_Exercise directions_
Count the lines below that include "However". Only the number should be given.

Stored data:
%%

PR #72, opened 2018-02-01
Remove references to multicodec-packed

vmx:
multicodec-packed isn't a thing anymore, it was what multicodec is now.
Hence remove all references to it.

### DIFF
--- a/README.md
+++ b/README.md
@@ -11,8 +11,7 @@
 
 - [Motivation](#motivation)
 - [How does it work? - Protocol Description](#how-does-it-work---protocol-description)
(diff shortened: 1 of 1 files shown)


Stebalien:
I believe we still have the concept of a "full" mutlicodec (IIRC, it was supposed to point to a file in IPFS) but maybe I'm misremembering. I believe we still use these in multistream.

However, given that we use multicodec to refer to the codec and never call it multicodec-packed, we *should* probably deprecate the term (and, if necessary, come up with a new one for the unpacked version).

@diasdavid you'd know more.

PR #73, opened 2018-03-19
Add multicodecs for Leofcoin

VandeurenGlenn:


table.csv
```diff
@@ -440,6 +440,10 @@ zcash-tx,             Zcash Tx,                                         0xc1
 stellar-block,        Stellar Block,                                    0xd0
 stellar-tx,           Stellar Tx,                                       0xd1
 
+leofcoin-block,       Leofcoin Block,                                   0x0A
+leofcoin-tx,          Leofcoin Transaction,                             0x54
+leofcoin-pr,          Leofcoin Peer Reputation,                         0x52
```
diasdavid: Cool! Is there an IPLD plugin too?

Kubuxu: I would prefer them being above `0x80` thus being in the two byte varint rage same as all other blockchains.

VandeurenGlenn: @diasdavid Almost, I discovered today that there is a interface-ipld-format repo so going to go through the readme there first before pushing.

VandeurenGlenn: Sure, do you have any preference?

Kubuxu: Not really, anything over 0x80 would be fine.

VandeurenGlenn:
Hi @diasdavid Maybe you know another way to test the plugin than changing dependency to my fork with the multicodecs added?

diasdavid:
@VandeurenGlenn note that this repo is just the spec, you still need to change it in go-multicodec or js-multicodec for it to take effect.

VandeurenGlenn:
@diasdavid That's the fork I was referring to, I should have been more clear, ok if it's only that what needs to happen then I probably overlooked something.

PR #79, opened 2018-07-30
table.csv: Add "zone" multiaddr (IPv6 zone)

mwnx:
Can be prefixed to the "ip6" protocol. See [rfc4007].

[rfc4007] https://tools.ietf.org/html/rfc4007


Stebalien:
Ok, we're doing this.

PR #82, opened 2018-09-03
Added common text formats

drew-512:
Added standard text formats


ntninja:
This has some overlap with #159 for actual text formats (rtf and plain are proposed here).

PR #85, opened 2018-10-06
add x11 hash algorithm

samli88:
This originated with Dash and is now used in multiple projects.

### DIFF
--- a/table.csv
+++ b/table.csv
@@ -63,6 +63,7 @@ keccak-256,         ,                         0x1B
 keccak-384,         ,                         0x1C
 keccak-512,         ,                         0x1D
 murmur3,            ,                         0x22
+x11,                ,                         0x23
 blake2b-8,Blake2b consists of 64 output lengths that give different hashes,0xb201
 blake2b-16,,0xb202
 blake2b-24,,0xb203


Stebalien:
Is this hash likely to be used in a context where shaving off a single byte is really important? If not, we may want to consider using a two-byte codec (>= 0x80). The other hash functions all use codecs that fit in a single byte as they're used in CIDs (content identifiers) where every byte really does count.

Stebalien:
> Can you help me understand how every byte counts for other hashes, e.g. murmur or dbl-sha2-256?

Well, for those two hash functions, it's probably not that important either. In retrospect, we probably should have chosen 2 byte codes for those as well. This really only applies to, e.g., sha256 (where hashes like this are used as identifiers).

I'm bringing this up because we only have 128 one byte codes available (due to the varint type we're using) and we're already using quite a few of them. I'd like to avoid using up even more of them unless size matters.

As for the byte sequence, it doesn't really matter as long as it's 2 bytes. We have 16256 total 2 byte codes so we're not pressed for space (at the moment).

samli88:
@Stebalien I pushed a new two-byte code for x11 hash. Will it work instead?

samli88:
I also just noticed https://github.com/multiformats/multihash/blob/master/hashtable.csv . Should it go there also? Seems to be two tables and not in sync.

Stebalien:
https://github.com/multiformats/multihash/pull/103

PR #92, opened 2018-11-16
Add Elixir implementation

nocursor:
First pass at an Elixir implementation of Multicodec.


vmx:
Thanks a lot for the Elixir implementation!

PR #93, opened 2018-11-26
reserve 0x2f (ASCII /) as the *path* multicodec

Stebalien:
That way, we can always tell if something is a path or something else.

We may also be able to take advantage of this later to combine a few
concepts and get rid of the "multiaddrs look like paths but are totally not"
problem. However, we can think about that later. This PR just reserves the code
so we don't run into problems later.

* Remove the distinction between string/binary multiaddrs. Instead, the "string"
  will *also* be a valid binary multiaddr.
* Define a new multipath spec to combine multiaddrs and other paths.

Related to: https://github.com/multiformats/multiaddr/issues/70


Stebalien:
@lgierth rebased.

PR #98, opened 2018-12-06
copy missing codecs from the multiaddr repo

Stebalien:
Also, rename ipfs to p2p as the *canonical* name.


Stebalien:
I've changed it to specify both libp2p and ipfs.

vmx:
We don't have an active maintainer at the moment, hence I dare to merge it.

PR #99, opened 2018-12-10
README: remove out-of-date captain

Stebalien:


vmx:
Although it would be cool to have a lead maintainer, it's better to have none than a non-active one.

PR #1246, opened 2022-08-19
Add optional $path parameter to app path() method

ElfSundae:


driesvints:
This is a breaking change to the method signature.

Issue #1247, opened 2022-09-08
excludeIf validation rule does not work as expected when using $this->validate from controller


MattApril:
- Lumen Version: 9.0.2
- Laravel Version: 9.17.0
- PHP Version: 8.1.6

### Description:
According to Laravel docs: 
> The field under validation will be excluded from the request data returned by the validate and validated methods.

In Lumen, this is not the case, and there is nothing stating so in the docs. It does respect the rule when applying other validation rules (a non-numeric value could but submitted in the example below), but it does not respect it when returning the validated data.

### Steps To Reproduce:
```
// $request->field1 = 100
$validated = $this->validate($request, [
    'field1' => [Rule::excludeIf(true), 'numeric']
]);

var_dump(isset($validated['field1']));
```

Expected output: **`FALSE`**
Actual output: **`TRUE`**

### Suggestion
I dug a bit deeper and see that `Laravel\Lumen\Routing\ProvidesConvenienceMethods` has its own method `extractInputFromRules`, which clearly does not factor in the exclude_if validation rule at all. My question is, why not just simplify the validate method to do exactly what Laravel does:

```
public function validate(Request $request, array $rules, array $messages = [], array $customAttributes = []) {
        return $this->getValidationFactory()->make($request->all(), $rules, $messages, $customAttributes)->validate();
}
```

I overrode the method in my application and all my tests are still passing. I have to assume it was done differently in Lumen for a reason, but I'm happy to submit a pull request if the above is acceptable.

driesvints:
> My question is, why not just simplify the validate method to do exactly what Laravel does:

Yes, feel free to send in a PR, thanks!

PR #1248, opened 2022-09-09
Change controller validate helper method to behave like Laravel (#1247)

MattApril:
#1247

### DIFF
--- a/src/Routing/ProvidesConvenienceMethods.php
+++ b/src/Routing/ProvidesConvenienceMethods.php
@@ -65,13 +65,14 @@ trait ProvidesConvenienceMethods
 
         try {
             $validated = $validator->validate();
+
             if (method_exists($this, 'extractInputFromRules')) {
-                // backwards compatability for deleted trait method
+                // Backwards compatability...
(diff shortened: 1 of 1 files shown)


driesvints:
Tests are failing here.

MattApril:
Whoops, I forgot that I overwrote my own exception handler. Looks like Lumen's default handler excepts the response to be set on the ValidationException. Fixed.

taylorotwell:
Would this break existing applications?

MattApril:
Yes, it would cause a breaking change if anyone overwrote the protected extractInputFromRules or throwValidationException methods. I just updated it to use those methods if they are defined.

halloei:
This broke my application. I'm not overwriting `extractInputFromRules()` and `throwValidationException()`, I'm calling them directly from my controller.

driesvints:
We're reverting this.

MattApril:
Hmm, that was an unfortunate oversight. Sorry about that.

I think this should be released as a breaking change in the next major version though. The current validation is not behaving as expected.

PR #1265, opened 2023-02-20
Allow PHPUnit v10

driesvints:

### DIFF
--- a/.github/workflows/tests.yml
+++ b/.github/workflows/tests.yml
@@ -17,9 +17,8 @@ jobs:
       fail-fast: true
       matrix:
         php: [8.1, 8.2]
-        stability: [prefer-lowest, prefer-stable]
 
-    name: PHP ${{ matrix.php }} - ${{ matrix.stability }}
+    name: PHP ${{ matrix.php }}
 
     steps:
       - name: Checkout code
@@ -35,7 +34,7 @@ jobs:
           coverage: none
 
       - name: Install dependencies
-        run: composer update --${{ matrix.stability }} --prefer-dist --no-interaction --no-progress
+        run: composer update --prefer-stable --prefer-dist --no-interaction --no-progress
 
       - name: Execute tests
-        run: vendor/bin/phpunit --verbose
+        run: vendor/bin/phpunit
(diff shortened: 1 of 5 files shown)


.github/workflows/tests.yml
```diff
@@ -17,9 +17,8 @@ jobs:
       fail-fast: true
       matrix:
         php: [8.1, 8.2]
-        stability: [prefer-lowest, prefer-stable]
```
driesvints, line 20: I removed `prefer-lowest` from here to not have to bother about phpunit v9. I don't think it's necessary for Lumen anymore to check all of those lowest versions.

nunomaduro: If you don't want to bother with PHPUnit 9 just remove it from the `composer.json` file.

.github/workflows/tests.yml
```diff
@@ -17,9 +17,8 @@ jobs:
...
 
-    name: PHP ${{ matrix.php }} - ${{ matrix.stability }}
```
nunomaduro, line 22: Revert this.

.github/workflows/tests.yml
```diff
@@ -35,7 +34,7 @@ jobs:
           coverage: none
 
       - name: Install dependencies
-        run: composer update --${{ matrix.stability }} --prefer-dist --no-interaction --no-progress
```
nunomaduro, line 38: Revert this.

.gitignore
```diff
@@ -1,4 +1,5 @@
 /vendor
 composer.lock
 /phpunit.xml
+/.phpunit.cache
 .phpunit.result.cache
```
nunomaduro, line 5: Remove `.phpunit.result.cache`.

nunomaduro (changes requested):

.gitignore
driesvints: I think it's safer to leave this be because I already ran in the case where I accidentally almost committed this on my local Laravel 10 skeleton because I almost forgot to remove this file. Think a lot of contributors might run into the same issue.

nunomaduro (approved):

PR #1274, opened 2024-02-11
Update branding

caendesilva:
Updates the base branding

Additional changes we might want to consider:
- Update namespaces
- Update links and badges


caendesilva:
So sorry, this was not meant to be pushed to this fork. GitHub Desktop played a bamboozle on me, even after I explicably told it not to.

%%

_Output of the exercise_
2